PR #1665, opened 2023-08-23
Avoid compile step when running production backend

masenf:
When executing `reflex run --env prod`, set `REFLEX_SKIP_COMPILE=yes` and then during `App.compile`, exit early if this env var is set. This avoids running the compile needlessly, since the prod backend does NOT use the compiled output for anything.

In DEV mode, we must keep the compile step, because uvicorn re-importing the app module and triggering the compile on the backend is what triggers the NextJS frontend to rebuild.

REF-160


picklelo (commented):
Somehow this is still compiling when I run `reflex run --env prod --backend-only`

picklelo (approved):
What's the reason we can't apply this to backend only in dev mode also?

Also, should we print a message similar to "Your backend is running at <backend_url>"?

We can add those in a follow up if necessary.

PR #1769, opened 2023-09-06
be more specific with python versions - so caching can be safe

jackie-pc:
Python published minor releases 1-2 weeks ago.  Our cached python artifacts started becoming unusable sometimes.   CI logs hint at minor versions being off (cached with 3.11.5, but we use the cache on a runner with another minor version).  Theory is if we pin versions more precisely we won't get cache misalignment any more.

Litmus test is to rerun all CI jobs with this PR, multiple times, and look for lack of any flakes.


picklelo (approved):

masenf (approved):
🙌

PR #1781, opened 2023-09-07
Don't show error logs on sigint

picklelo:
Avoid showing logs when exiting the app in a Docker container

### DIFF
--- a/reflex/utils/processes.py
+++ b/reflex/utils/processes.py
@@ -217,7 +217,8 @@ def stream_logs(message: str, process: subprocess.Popen):
             logs.append(line)
             yield line
 
-    if process.returncode != 0:
+    # Check if the process failed (not printing the logs for SIGINT).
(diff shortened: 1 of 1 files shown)


reflex/utils/processes.py
```diff
@@ -217,7 +217,8 @@ def stream_logs(message: str, process: subprocess.Popen):
             logs.append(line)
             yield line
 
-    if process.returncode != 0:
+    # Check if the process failed (not printing the logs for SIGINT).
+    if process.returncode not in [0, 2]:
```
masenf, line 221:
```suggestion
    if process.returncode not in [0, -2]:
```

SIGINT is `-2`

masenf (changes requested):

masenf (approved):
tested in `python:3.11` on debian 12 host

PR #1788, opened 2023-09-08
supply default for rx.Model PK for both DB and python to work

martinxu9:
Summary
- According to https://sqlmodel.tiangolo.com/tutorial/automatic-id-none-refresh/, the primary key should be defined as Optional with default None for python to work (static type checker complains) while DB works.

Tests
- Updated UTs. They should still pass.


picklelo (approved):
good catch!

PR #1797, opened 2023-09-11
add download event

Lendemor:
### All Submissions:

### Type of change

### New Feature Submission:

### Description

Add an API for easily downloading files.

Usage is as follow:
```python
rx.button("Download file", on_click=rx.download("/uri/for/file.extension", "target_file.extension")
```

or 
```python
def export_data(self):
    ...
    # do export logic here and write to filepath
    # then
    yield rx.download(filepath, filename)
```

### DIFF
--- a/reflex/.templates/web/utils/state.js
+++ b/reflex/.templates/web/utils/state.js
@@ -73,7 +73,7 @@ export const getToken = () => {
  * @param delta The delta to apply.
  */
 export const applyDelta = (state, delta) => {
-  const new_state = {...state}
+  const new_state = { ...state }
   for (const substate in delta) {
     let s = new_state;
     const path = substate.split(".").slice(1);
@@ -151,6 +151,24 @@ export const applyEvent = async (event, socket) => {
   if (event.name == "_set_clipboard") {
     const content = event.payload.content;
     navigator.clipboard.writeText(content);
+    return false;
+  }
+  if (event.name == "_download") {
+    const url = event.payload.url;
+    const filename = event.payload.filename;
+
+    // create a hidden 'a' object that will trigger the download
+    fetch(url)
+      .then(response => response.blob())
+      .then(blob => {
+        const blobUrl = URL.createObjectURL(blob);
+        const a = document.createElement('a');
+        a.href = blobUrl;
+        a.download = filename;
+        a.click();
+        URL.revokeObjectURL(blobUrl);
+      })
+      .catch(error => console.error('Error downloading file:', error));
     return false;
   }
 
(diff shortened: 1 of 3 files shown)


reflex/.templates/web/utils/state.js
```diff
@@ -153,6 +153,24 @@ export const applyEvent = async (event, socket) => {
...
+      .then(response => response.blob())
+      .then(blob => {
+        const blobUrl = URL.createObjectURL(blob);
+        const a = document.createElement('a');
+        a.href = blobUrl;
+        a.download = filename;
+        a.click();
+        URL.revokeObjectURL(blobUrl);
+      })
+      .catch(error => console.error('Error downloading file:', error));
```
masenf, line 171: This makes me a bit nervous. If the download fails, how will the user know? How can the developer determine it failed and respond accordingly?

masenf (commented):
I'm a little unclear on why this would be preferred over just using a standard link. This seems like more moving parts and harder to deal with error handling.

If I wanted to provide a download link, I would keep the href in a state Var and render a normal `<a>` tag in the frontend.

Lendemor:
> I'm a little unclear on why this would be preferred over just using a standard link. This seems like more moving parts and harder to deal with error handling.
> 
> If I wanted to provide a download link, I would keep the href in a state Var and render a normal `<a>` tag in the frontend.

This only work if the file is already available beforehand.
Using a `<a>` with a href doesn't let you execute an event handler before starting the download.

Take an example where you have a data_table and an export button.
You can see your data in the datatable, but the file doesn't exist yet (you could want to apply some filter before export etc..)
Clicking an export button will trigger an event handler where you can both do your logic and then yield the front side download event.

reflex/.templates/web/utils/state.js
Lendemor: We could probably improve the logic in there, but the developer should be able to check the file before actually yielding the download event.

* * *

- **Problem to solve**
Reproduce the whole listing, exactly.

- **Response to this exercise**
PR #1665, opened 2023-08-23
Avoid compile step when running production backend

masenf:
When executing `reflex run --env prod`, set `REFLEX_SKIP_COMPILE=yes` and then during `App.compile`, exit early if this env var is set. This avoids running the compile needlessly, since the prod backend does NOT use the compiled output for anything.

In DEV mode, we must keep the compile step, because uvicorn re-importing the app module and triggering the compile on the backend is what triggers the NextJS frontend to rebuild.

REF-160


picklelo (commented):
Somehow this is still compiling when I run `reflex run --env prod --backend-only`

picklelo (approved):
What's the reason we can't apply this to backend only in dev mode also?

Also, should we print a message similar to "Your backend is running at <backend_url>"?

We can add those in a follow up if necessary.

PR #1769, opened 2023-09-06
be more specific with python versions - so caching can be safe

jackie-pc:
Python published minor releases 1-2 weeks ago.  Our cached python artifacts started becoming unusable sometimes.   CI logs hint at minor versions being off (cached with 3.11.5, but we use the cache on a runner with another minor version).  Theory is if we pin versions more precisely we won't get cache misalignment any more.

Litmus test is to rerun all CI jobs with this PR, multiple times, and look for lack of any flakes.


picklelo (approved):

masenf (approved):
🙌

PR #1781, opened 2023-09-07
Don't show error logs on sigint

picklelo:
Avoid showing logs when exiting the app in a Docker container

### DIFF
--- a/reflex/utils/processes.py
+++ b/reflex/utils/processes.py
@@ -217,7 +217,8 @@ def stream_logs(message: str, process: subprocess.Popen):
             logs.append(line)
             yield line
 
-    if process.returncode != 0:
+    # Check if the process failed (not printing the logs for SIGINT).
(diff shortened: 1 of 1 files shown)


reflex/utils/processes.py
```diff
@@ -217,7 +217,8 @@ def stream_logs(message: str, process: subprocess.Popen):
             logs.append(line)
             yield line
 
-    if process.returncode != 0:
+    # Check if the process failed (not printing the logs for SIGINT).
+    if process.returncode not in [0, 2]:
```
masenf, line 221:
```suggestion
    if process.returncode not in [0, -2]:
```

SIGINT is `-2`

masenf (changes requested):

masenf (approved):
tested in `python:3.11` on debian 12 host

PR #1788, opened 2023-09-08
supply default for rx.Model PK for both DB and python to work

martinxu9:
Summary
- According to https://sqlmodel.tiangolo.com/tutorial/automatic-id-none-refresh/, the primary key should be defined as Optional with default None for python to work (static type checker complains) while DB works.

Tests
- Updated UTs. They should still pass.


picklelo (approved):
good catch!

PR #1797, opened 2023-09-11
add download event

Lendemor:
### All Submissions:

### Type of change

### New Feature Submission:

### Description

Add an API for easily downloading files.

Usage is as follow:
```python
rx.button("Download file", on_click=rx.download("/uri/for/file.extension", "target_file.extension")
```

or 
```python
def export_data(self):
    ...
    # do export logic here and write to filepath
    # then
    yield rx.download(filepath, filename)
```

### DIFF
--- a/reflex/.templates/web/utils/state.js
+++ b/reflex/.templates/web/utils/state.js
@@ -73,7 +73,7 @@ export const getToken = () => {
  * @param delta The delta to apply.
  */
 export const applyDelta = (state, delta) => {
-  const new_state = {...state}
+  const new_state = { ...state }
   for (const substate in delta) {
     let s = new_state;
     const path = substate.split(".").slice(1);
@@ -151,6 +151,24 @@ export const applyEvent = async (event, socket) => {
   if (event.name == "_set_clipboard") {
     const content = event.payload.content;
     navigator.clipboard.writeText(content);
+    return false;
+  }
+  if (event.name == "_download") {
+    const url = event.payload.url;
+    const filename = event.payload.filename;
+
+    // create a hidden 'a' object that will trigger the download
+    fetch(url)
+      .then(response => response.blob())
+      .then(blob => {
+        const blobUrl = URL.createObjectURL(blob);
+        const a = document.createElement('a');
+        a.href = blobUrl;
+        a.download = filename;
+        a.click();
+        URL.revokeObjectURL(blobUrl);
+      })
+      .catch(error => console.error('Error downloading file:', error));
     return false;
   }
 
(diff shortened: 1 of 3 files shown)


reflex/.templates/web/utils/state.js
```diff
@@ -153,6 +153,24 @@ export const applyEvent = async (event, socket) => {
...
+      .then(response => response.blob())
+      .then(blob => {
+        const blobUrl = URL.createObjectURL(blob);
+        const a = document.createElement('a');
+        a.href = blobUrl;
+        a.download = filename;
+        a.click();
+        URL.revokeObjectURL(blobUrl);
+      })
+      .catch(error => console.error('Error downloading file:', error));
```
masenf, line 171: This makes me a bit nervous. If the download fails, how will the user know? How can the developer determine it failed and respond accordingly?

masenf (commented):
I'm a little unclear on why this would be preferred over just using a standard link. This seems like more moving parts and harder to deal with error handling.

If I wanted to provide a download link, I would keep the href in a state Var and render a normal `<a>` tag in the frontend.

Lendemor:
> I'm a little unclear on why this would be preferred over just using a standard link. This seems like more moving parts and harder to deal with error handling.
> 
> If I wanted to provide a download link, I would keep the href in a state Var and render a normal `<a>` tag in the frontend.

This only work if the file is already available beforehand.
Using a `<a>` with a href doesn't let you execute an event handler before starting the download.

Take an example where you have a data_table and an export button.
You can see your data in the datatable, but the file doesn't exist yet (you could want to apply some filter before export etc..)
Clicking an export button will trigger an event handler where you can both do your logic and then yield the front side download event.

reflex/.templates/web/utils/state.js
Lendemor: We could probably improve the logic in there, but the developer should be able to check the file before actually yielding the download event.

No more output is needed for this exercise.